*** Begin section ***

PR #137, opened 2022-04-04
Extended command line options.

CarlosNihelton:
With PR #123 , #125 and #129 we added a new command line option to the launcher: `--enable-installer`.

This PR presents a more flexible way to add new command line options while preserving the existing ones, including the upstream. It is designed to avoid interaction with the upstream "command line parsing" (a series of if-else clauses in `DistroLauncher.cpp`) by removing the "extended" options from the vector of arguments (which is passed by a mutating reference).

The parsing output is a variant of types representing the tasks the launcher is supposed to do plus a `std::monostate` to represent the not-our-business options, which must be handled by the upstream code. Think of `std::monostate` like a `nil` type for variants.

Shall we want to support more command lines arguments in the future, it's just a matter of creating one new subtype in this file  and a tryParse function mimicking the existing implementations.

You'll notice a contrieved usage of templates inside the cpp file. That doesn't leak to the interface. It's used because for most of the options we added at this time are parsed in the very same way, except for `--autoinstall`, varying only in the quantity and contents of the required strings.

There are better command line parsing libraries out there, like `boost::program_options` or [docopt.cpp](https://github.com/docopt/docopt.cpp), but we are still avoiding bringing dependencies to the launcher and also, this requirement on not disturbing the "upstream CLI parsing" would require some customization anyway.

This, as well as the `MSG_USAGE_EXTENDED` message will be brought together by my next PR.

### DIFF
--- a/DistroLauncher/extended_cli_parser.cpp
+++ b/DistroLauncher/extended_cli_parser.cpp
@@ -1,0 +1,88 @@
+/*
+ * Copyright (C) 2021 Canonical Ltd
+ *
+ * This program is free software: you can redistribute it and/or modify
+ * it under the terms of the GNU General Public License version 3 as
+ * published by the Free Software Foundation.
+ *
+ * This program is distributed in the hope that it will be useful,
+ * but WITHOUT ANY WARRANTY; without even the implied warranty of
+ * MERCHANTABILITY or FITNESS FOR A PARTICULAR PURPOSE.  See the
+ * GNU General Public License for more details.
+ *
+ * You should have received a copy of the GNU General Public License
+ * along with this program.  If not, see <http://www.gnu.org/licenses/>.
+ *
+ */
+#include "stdafx.h"
+#include "extended_cli_parser.h"
+
+namespace Oobe::internal
+{
+    // Currently all CLI argument parsing outputs can be constructed in the same way, except for the AutoInstall,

*** End section ***

» **Brief**: Each line of the data must be copied exactly as it appears.

» **Written answer**:
PR #137, opened 2022-04-04
Extended command line options.

CarlosNihelton:
With PR #123 , #125 and #129 we added a new command line option to the launcher: `--enable-installer`.

This PR presents a more flexible way to add new command line options while preserving the existing ones, including the upstream. It is designed to avoid interaction with the upstream "command line parsing" (a series of if-else clauses in `DistroLauncher.cpp`) by removing the "extended" options from the vector of arguments (which is passed by a mutating reference).

The parsing output is a variant of types representing the tasks the launcher is supposed to do plus a `std::monostate` to represent the not-our-business options, which must be handled by the upstream code. Think of `std::monostate` like a `nil` type for variants.

Shall we want to support more command lines arguments in the future, it's just a matter of creating one new subtype in this file  and a tryParse function mimicking the existing implementations.

You'll notice a contrieved usage of templates inside the cpp file. That doesn't leak to the interface. It's used because for most of the options we added at this time are parsed in the very same way, except for `--autoinstall`, varying only in the quantity and contents of the required strings.

There are better command line parsing libraries out there, like `boost::program_options` or [docopt.cpp](https://github.com/docopt/docopt.cpp), but we are still avoiding bringing dependencies to the launcher and also, this requirement on not disturbing the "upstream CLI parsing" would require some customization anyway.

This, as well as the `MSG_USAGE_EXTENDED` message will be brought together by my next PR.

### DIFF
--- a/DistroLauncher/extended_cli_parser.cpp
+++ b/DistroLauncher/extended_cli_parser.cpp
@@ -1,0 +1,88 @@
+/*
+ * Copyright (C) 2021 Canonical Ltd
+ *
+ * This program is free software: you can redistribute it and/or modify
+ * it under the terms of the GNU General Public License version 3 as
+ * published by the Free Software Foundation.
+ *
+ * This program is distributed in the hope that it will be useful,
+ * but WITHOUT ANY WARRANTY; without even the implied warranty of
+ * MERCHANTABILITY or FITNESS FOR A PARTICULAR PURPOSE.  See the
+ * GNU General Public License for more details.
+ *
+ * You should have received a copy of the GNU General Public License
+ * along with this program.  If not, see <http://www.gnu.org/licenses/>.
+ *
+ */
+#include "stdafx.h"
+#include "extended_cli_parser.h"
+
+namespace Oobe::internal
+{
+    // Currently all CLI argument parsing outputs can be constructed in the same way, except for the AutoInstall,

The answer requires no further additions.